502 error - chatables

I got a 502 error here on Meta today. Apart from the pop up, I didn’t notice any unexpected behavior. I am not really sure what caused this, and I am not consistently able to reproduce it, but I was able to trigger it a few times.

Here is what I did:

  1. I used the + in the sidebar to open the DM chat with someone I talked to before but who is currently not in my sidebar.
  2. I used the full-screen chat button.
  3. I changed the size of the browser window so it was smaller.
  4. I made the browser window full screen again.
  5. I switched from full-screen chat back to the small chat window.
  6. About 7 seconds later, I saw

The browser console showed:

That’s all I have. I hope someone can make more of it than I can. If it helps, I have a video showing how I reproduced this.

1 Like

Maybe it’s caused by this step? Is it possible that it happens when you search for someone in that chat filter?

1 Like

I think I found the step I need to reproduce: When I type “L” into the chat filter the error appears about 30 seconds later

2 Likes

There was an bad query that was used to return the count of users with chat enabled in the chat group serializer and it was taking ~30s for your account which is the request timeout on our hosting (hence why you were getting it “randomly”)

3 Likes

Hmm, I see that it has been merged. Does that mean the error should no longer occur?

If I root caused it correctly, yes :sweat_smile:

Is it still happening?

It does, maybe less frequently. It’s strange; sometimes it takes a few seconds and the users are shown, and sometimes it fails.

:sad_but_relieved_face:

When it happens, can you show the network’s tab and the request that’s taking a long time?

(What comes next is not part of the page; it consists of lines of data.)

PR #8652, opened 2023-10-05
feat(spanner): BatchWrite

sunnsing-google:
Implementation for [BatchWrite API](https://github.com/googleapis/googleapis/blob/aa829ea9860cdc474fccdf8f181f13d2a0eb2718/google/spanner/v1/spanner.proto#L307).


sunnsing-google:
@harshachinta - Can you please review?

spanner/mutation.go
```diff
@@ -141,6 +141,12 @@ type Mutation struct {
 	values []interface{}
 }
 
+// A MutationGroup is a list of mutations to be committed atomically.
```
harshachinta, line 144:
```suggestion
// A MutationGroup is a list of Mutation to be committed atomically.
```

spanner/client.go
```diff
@@ -669,6 +672,193 @@ func (c *Client) Apply(ctx context.Context, ms []*Mutation, opts ...ApplyOption)
...
+// are streamed into the response as the batches are applied.
+//
+// BatchWrite requests are not replay protected, meaning that each mutation
+// group may be applied more than once. Replays of non-idempotent mutations
+// may have undesirable effects. For example, replays of an insert mutation
+// may produce an already exists error or if you use generated or commit
+// timestamp-based keys, it may result in additional rows being added to the
+// mutation's table. We recommend structuring your mutation groups to be
+// idempotent to avoid this issue.
+func (c *Client) BatchWrite(ctx context.Context, mgs []*MutationGroup, opts ...ApplyOption) *BatchWriteResponseIterator {
```
harshachinta, line 789: `ApplyOption` would not be suitable here since it is an argument tailored to `Apply` method. Additionally, when new options need to be introduced for BatchWrite in future it will add the change to `ApplyOptions` which might not be valid for `Apply` method and might confuse users.
IMO, introducing new `BatchWriteOption` would be more appropriate here.

I am trying to explore [Go generics](https://go.dev/doc/tutorial/generics) to avoid duplicate code for `ApplyOption` and `BatchWriteOption`, but the solution seems to be tricky. 
Please let me know if you have some better way to do this.

sunnsing-google: @harshachinta - Thanks for the feedback. This makes sense.

How about we expose a new struct `BatchWriteOptions`, similar to `QueryOptions` -
```go
struct BatchWriteOptions {
  Priority sppb.RequestOptions_Priority,
  TransactionTag String,
  // future options go here
}
```

The interface would then become - 
```go
func (c *Client) BatchWrite(ctx context.Context, mgs []*MutationGroup, opts BatchWriteOptions) *BatchWriteResponseIterator {}
```

The `Client` struct would contain `bwo` as a field and there'd be a new `func (bwo BatchWriteOptions) merge(opts BatchWriteOptions) BatchWriteOptions {}` function.

If the above looks good to you, I'll make this change.

**Aside (not related to this PR) -**
All of the different `options` constructs seem to contain fields from the more generic `sppb.RequestOptions` struct along with other request specific options. I suppose, `sppb.RequestOptions` could be modelled directly and the specific request options structs could contain this generic options struct.

harshachinta: That looks like one possible option. To collate, there are 2 ways to go about this,
1. As mentioned above, introduce
```
struct BatchWriteOptions {
  Priority sppb.RequestOptions_Priority
  TransactionTag String
  // future options go here
}
```
which will have the following API definitions,
```
1. func (c *Client) BatchWrite(ctx context.Context, mgs []*MutationGroup) *BatchWriteResponseIterator {}
2. func (c *Client) BatchWriteWithOptions(ctx context.Context, mgs []*MutationGroup, opts BatchWriteOptions) *BatchWriteResponseIterator {}
```

2. Second way is to do the following,
Add a new type `APIOption` that can be used across all new APIs
```
type APIOption func(T interface{})

// Example of one option that customer can use
func TransactionTagOption(tag string) APIOption {
	return func(o interface{}) {
		switch o.(type) {
		case *batchWriteOption:
			o.(*batchWriteOption).transactionTag = tag
                // can be extended to new API in future
		}
	}
}
```
and create a `batchWriteOption` type and use it inside the `BatchWrite` method.
```
type batchWriteOption struct {
	transactionTag string
	priority sppb.RequestOptions_Priority
}

func (c *Client) BatchWrite(ctx context.Context, mgs []*MutationGroup, opts ...APIOption) *BatchWriteResponseIterator {
	bo := &batchWriteOption{}
	for _, opt := range opts {
		opt(bo)
	}
}
```
This way any new APIs/methods in future can have its options under APIOption.

@olavloite @rahul2393 Can you please suggest if any of these two ways would be good or suggest any other possible way?

sunnsing-google: @harshachinta - Went ahead and implemented option 1 in 5b9ce8a11ca9efc3976bb5ac579c132daf749c7d. PTAL if/when there's agreement on the approach.

spanner/client.go
```diff
@@ -669,6 +677,217 @@ func (c *Client) Apply(ctx context.Context, ms []*Mutation, opts ...ApplyOption)
...
+
+	opts = c.bwo.merge(opts)
+
+	mgsPb, err := mutationGroupsProto(mgs)
+	if err != nil {
+		return &BatchWriteResponseIterator{err: err}
+	}
+
+	var sh *sessionHandle
+	sh, err = c.idleSessions.take(ctx)
```
harshachinta, line 840: We are not using this session until `Next()` method is invoked on the `BatchWriteRowIterator`. Should we instead take a session from the pool inside the `rpc` function? This way we will not end up holding a resource that is not used until Next is invoked.

spanner/client.go
harshachinta: Option 1 seems to be a good choice here. Lets go ahead with that approach.

spanner/client.go
sunnsing-google: In typical client usage, a call to `BatchWrite()` would be followed immediately by `Do()/Next()` calls on the returned iterator - there won't be a delay. The current approach handles session management tasks outside of the `rpc()`, which makes `rpc()` do one thing.

`transaction.ReadWithOptions()` follows the same approach of acquiring a session first and later invoking `rpc()` when `Next()` is called.

I think the current state is okay. We can always refactor it later if need be.

harshachinta: 1. In worst case customers could possibly introduce delay between calling `BatchWrite` and then reading using `Next()` method.
2. The `Apply()` method that is used to apply mutations also handles the session logic inside the rpc method.
Reference: https://github.com/googleapis/google-cloud-go/blob/81a97b06cb28b25432e4ece595c55a9857e960b7/spanner/transaction.go#L1700-L1716

spanner/client.go
```diff
@@ -669,6 +677,217 @@ func (c *Client) Apply(ctx context.Context, ms []*Mutation, opts ...ApplyOption)
...
+		merged.TransactionTag = opts.TransactionTag
+	}
+	if opts.Priority != sppb.RequestOptions_PRIORITY_UNSPECIFIED {
+		merged.Priority = opts.Priority
+	}
+	return merged
+}
+
+// BatchWriteResponseIterator is an iterator over BatchWriteResponse structures returned from BatchWrite RPC.
+type BatchWriteResponseIterator struct {
```
harshachinta, line 706: nit (can ignore): Is it better to move BatchWriteResponseIterator and its methods to separate file something like `iterator.go` to improve readability? I understand existing `RowIterator` lies in `read.go`, but just thought that as we are adding this newly it would be a starting point to have all new iterators in one common file.

harshachinta (approved):
LGTM.

spanner/client_test.go
```diff
@@ -4304,3 +4305,250 @@ func TestClient_CustomRetryAndTimeoutSettings(t *testing.T) {
...
+
+	server, client, teardown := setupMockedTestServer(t)
+	defer teardown()
+	mutationGroups := []*MutationGroup{
+		{[]*Mutation{
+			{opInsertOrUpdate, "t_test", nil, []string{"key", "val"}, []interface{}{"foo1", 1}},
+		}},
+	}
+	iter := client.BatchWrite(context.Background(), mutationGroups)
+	responseCount := int(0)
```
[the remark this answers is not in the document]
sunnsing-google: Good catch. Removed in e9feab5ab43a58e65f0ce568dd83b0d9d8aa2db9.

spanner/client.go
sunnsing-google: I think this is better left as a refactoring task for later since the public interface will remain the same.

rahul2393 (approved):

PR #8653, opened 2023-10-05
feat(bigquery): introduce query preview features

shollyman:
This PR introduces the ability for users of the bigquery client library to indicate the library should enable preview features.

The first preview feature enabled here is the stateless query feature, a mechanism for running small queries without corresponding job metadata.  Ability to use this feature is governed by the service itself, and will simply create jobs in cases where the feature isn't enable in either the client or service, or a query cannot be satisfied in a stateless manner.


bigquery/integration_test.go
```diff
@@ -806,6 +806,12 @@ func TestIntegration_SimpleRowResults(t *testing.T) {
 			query:       "select count(*) from unnest(generate_array(1,1000000)), unnest(generate_array(1, 1000)) as foo",
 			want:        [][]Value{{int64(1000000000)}},
 		},
+		{
+			// Query doesn't yield a result.
+			description: "DML",
+			query:       fmt.Sprintf("CREATE OR REPLACE TABLE %s.%s (foo STRING, bar INT64)", dataset.DatasetID, tableIDs.New()),
+			want:        [][]Value{},
+		},
```
alvarowolfx, line 814: Should we run the same test cases with the query preview enabled ?

alvarowolfx (approved):
Added a minor comment about integration test, but looks good to me. Took me a while to realize that we don't need to fiddle with the QueryID to fetch results as we already handle cached results.

bigquery/integration_test.go
shollyman: Good point.  I've been doing it out of band but I can swap it.

shollyman: And testing was a wise recommendation, helped me discover an issue where the stateless result is empty.  Previously we'd fallback, but there's no fallback available.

Sigh. You ask that as if it only took two mouse clicks.

I’ll try.

That’s what I mean by saying that sometimes it takes a few seconds, and sometimes it fails:

image

Ok, I figured it out :sweat_smile:

My first fix only addressed part of the issue :man_facepalming: There was another inefficient database query happening when searching for groups in the chat filter. Depending on which groups matched your search term, the query could take a very long time to complete – sometimes exceeding our request timeout.

Interestingly, this only affected “regular” users and not “admins”, hence why I wasn’t able to reproduce myself :thinking:

When searching for groups, results are returned alphabetically. Admins can see all groups, so their first 10 results for “L” were small groups starting with ‘a’ (like “ai-personas” and other non-public groups). Regular users have more limited visibility, so their results included the large trust level groups :grimacing:, which is what caused the slow query.

Regular user sees:

  • trust_level_0: 62,506 users
  • trust_level_1: 34,494 users
  • trust_level_2: 4,727 users
  • trust_level_3: 39 users
  • trust_level_4: 13 users
  • plus some smaller groups

Total: ~102,000 users to load :collision:

Admin sees:

  • a*****: 4 users
  • a*****: 76 users
  • a*****: 0 users
  • a*****: 2 users
  • ai-personas: 138 users
  • etc.

Total: ~240 users to load :relieved:

1 Like

Why does searching for “L” return that group?

Just me failing at “anonymizing” the data and coming up with an example :man_facepalming:

1 Like

The full name of the group contains an L, so I wasn’t sure if that was the reason, or if it was a random example.